Les habitants de Mbour 4, commune de Thiès, se sont réveillés, le samedi 23 janvier 2021 surpris. Le préfet de Thiès, Moussa Diagne et le patron de la Direction de la surveillance et de la conservation des sols (DSCOS) Papa Saboury Ndiaye, accompagnés d’une forte colonie de gendarmes, ont démoli des centaines de maisons, plongeant leurs occupants dans une tristesse indescriptible.
« On a vu des maisons, construites à coût de millions, tombées en ruines en moins de quatre heures », a déclaré Amadou Dia, vice-président des victimes de Mbour, invité sur iRadio. Contrairement au chef des Opérations qui a fait savoir que 258 sommations ont été servies aux occupants des lieux, Amadou Dia persiste qu’ils n’ont reçu aucune sommation, aucun arrêté et aucune ordonnance venant du juge.
Les dégâts matériels sont inestimables pour le moment même si un montant exact n’a pas encore été dénommé. « Nous sommes en train de faire le décompte.
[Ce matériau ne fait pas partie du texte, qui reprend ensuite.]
PR #14629, opened 2022-10-26
test: fix anti-pattern naming problem in config.ClusterConfig

clarkfw:
This PR tries to fix the anti-pattern naming problem(see [#14389](https://github.com/etcd-io/etcd/pull/14389#discussion_r955668262)), such as `DisableStrictReconfigCheck`(written by me🤣).

As far as I see, at least 4 structs have this problem:
1. [ctlCtx](https://github.com/etcd-io/etcd/blob/8ce81a1624e47f173d195bc335145b9923ee35e6/tests/e2e/ctl_v3_test.go#L124)
2. [config.ClusterConfig](https://github.com/etcd-io/etcd/blob/main/tests/framework/config/cluster.go)
3. [e2e.EtcdProcessClusterConfig](https://github.com/etcd-io/etcd/blob/8ce81a1624e47f173d195bc335145b9923ee35e6/tests/framework/e2e/cluster.go#L138)
4. [integration.ClusterConfig](https://github.com/etcd-io/etcd/blob/8ce81a1624e47f173d195bc335145b9923ee35e6/tests/framework/integration/cluster.go#L135)

This PR only tries to fix `(2)config.ClusterConfig`. 
`(3)e2e.EtcdProcessClusterConfig` and `(4)integration.ClusterConfig` will be fixed after this PR.

This PR changed `(2)config.ClusterConfig` with the **_Functional Options Pattern_**. I’m not sure if this is a proper solution. Please take a look and give some suggestions.

PR #14632, opened 2022-10-26
tests: add a ClusterOption interface for ClusterSize in config.Cluster

clarkfw:
As mentioned in [#14629](https://github.com/etcd-io/etcd/pull/14629#discussion_r1005582285), the code could be more concise with these changes.

From my understanding, `3` was used as the default value of `clusterSize`.

@ahrtr please have a look, thanks!


ahrtr (approved):
LGTM

Thank you @clarkfw

serathius (approved):
Nice! one additional improvement would be to make the `NewCluster` also accept configuration as options.

PR #14633, opened 2022-10-26
raft: send empty appends when replication is paused

pavelkalinnikov:
When Inflights to a particular node is full, i.e. MaxInflightMsgs for the append messages flow is saturated, it is still necessary to continue sending MsgApp to ensure progress. Currently this is achieved by "forgetting" the first in-flight message in the window, which frees up quota for one new MsgApp.

This new message is constructed in such a way that it potentially has multiple entries, or a large entry. The effect of this is that the in-flight limitations can be exceeded arbitrarily, for as long as the flow to this node continues being saturated. In particular, if a follower is stuck, the leader will keep sending entries to it.

This commit makes the MsgApp empty when Inflights is saturated, and prevents the described leakage of Entries to slow followers.

Signed-off-by: Pavel Kalinnikov <pavel@cockroachlabs.com>

### DIFF
--- a/raft/raft.go
+++ b/raft/raft.go
@@ -1304,7 +1304,7 @@ func stepLeader(r *raft, m pb.Message) error {
 		}
 	case pb.MsgHeartbeatResp:
 		pr.RecentActive = true
-		pr.ProbeSent = false
+		pr.MsgAppFlowPaused = false
 
 		// NB: if the follower is paused (full Inflights), this will still send an
 		// empty append, allowing it to recover from situations in which all the
@@ -1349,7 +1349,7 @@ func stepLeader(r *raft, m pb.Message) error {
 		// If snapshot finish, wait for the MsgAppResp from the remote node before sending
 		// out the next MsgApp.
 		// If snapshot failure, wait for a heartbeat interval before next try
-		pr.ProbeSent = true
+		pr.MsgAppFlowPaused = true
 	case pb.MsgUnreachable:
 		// During optimistic replication, if the remote becomes unreachable,
 		// there is huge probability that a MsgApp is lost.
--- a/raft/raft.go
+++ b/raft/raft.go
@@ -472,20 +472,9 @@ func (r *raft) maybeSendAppend(to uint64, sendIfEmpty bool) bool {
 	}
 
 	// Send the actual MsgApp otherwise, and update the progress accordingly.
-	// TODO(pavelkalinnikov): factor out the Progress update to a method
 	next := pr.Next // save Next for later, as the progress update can change it
-	if n := len(ents); n != 0 {
-		switch pr.State {
-		// optimistically increase the next when in StateReplicate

Les dégâts sont lourds, les familles impactées sont nombreuses. Des millions ont été réduits en poussière », a révélé Amadou Dia, révélant dans le même sillage, qu’une dame a perdu son bébé ce jour-là. « Paniquée, elle a accouché avant terme et le bébé est décédé. Je n’avais jamais vu une telle situation auparavant », a-t-il raconté.
« C’est la partie la plus convoitée qui est démolie »
En effet, les victimes pensent que quelque chose se cache derrière cette mobilisation. Elles pensent qu’on veut les déguerpir pour en installer d’autres. « Ils ont démoli les maisons qui sont très proches de l’aéroport. C’est la partie la plus convoitée. Nous pensons qu’il y a des non-dits dans cette affaire. Nous estimons qu’il y a des personnes pontes qui sont derrière cette démolition. Parce que des parcelles peuvent coûter jusqu’à 20 millions de francs CFA », a soutenu le vice-président des victimes. Il interpelle le président de la République en lui demandant de régulariser leur situation comme il l’avait promis en décembre 2017.
Juriste et expert foncier, Rosnert Ludovic Alissoutin relève un problème grave au Sénégal. Selon lui, les gens n’aiment pas dire la vérité et trouver des solutions durables à des problèmes béants.
« Il y a un conflit de logique parce que la coutume sénégalaise veut que les gens occupent des terres parce que les ancêtres étaient là. L’Etat a une autre loi qui veut que personne n’habite sur un terrain s’il n’a pas un papier qui porte, au moins, la signature de l’Etat. Mais cette loi n’est pas totalement appliquée. Donc pourquoi vouloir lever un jour et appliquer la loi », s’est-il interrogé.
Avant d’ajouter : « Il est vrai qu’un lotissement dans une forêt classée est illégal. On ne peut pas habiter dans une forêt tant qu’elle est classée même s’il n’y a pas d’arbres. Mais le chef de l’Etat avait promis de régulariser parce que c’est la seule solution. Je ne vois pas pourquoi se précipiter à casser des maisons dans le but de protéger une forêt. Il fallait passer par un autre chemin. Il faut appliquer la loi mais pas au prix de casser la paix sociale ».
« Il y a des autorités qui ont des maisons pied dans l’eau. Cela est illégal »
Toutefois, l’expert foncier renseigne que devant la loi, les victimes n’auront pas gain de cause puisqu’elles n’ont aucun papier attestant que les terres leurs appartiennent. Ainsi, demande qu’une enquête soit ouverte et que les prémoteurs immobiliers véreux qui ont morcelé les parcelles soient sanctionnés.
« Il faut sanctionner ceux qui ont eu l’audace de faire un lotissement dans la forêt classée. La loi est claire. Pour un lotissement, il faut une autorisation du ministère de l’urbanisme et une délibération de la mairie », plaide-t-il.
Très en verve, il dit ne pas comprendre qu’on laisse des gens vivre au bord de la mer et qu’on veuille déloger plus de 2500 familles de leurs maisons.
« Ici à Dakar, il y a des autorités qui ont des maisons pied dans l’eau. Cela est illégal. Pourquoi on ne casse pas ces maisons-là. Pourquoi on casse les maisons de pauvres gens. On ne peut pas chercher un troisième mandat et humilier les gens. La loi a dit qu’on ne peut pas habiter dans un domaine public de l’état », précise-t-il.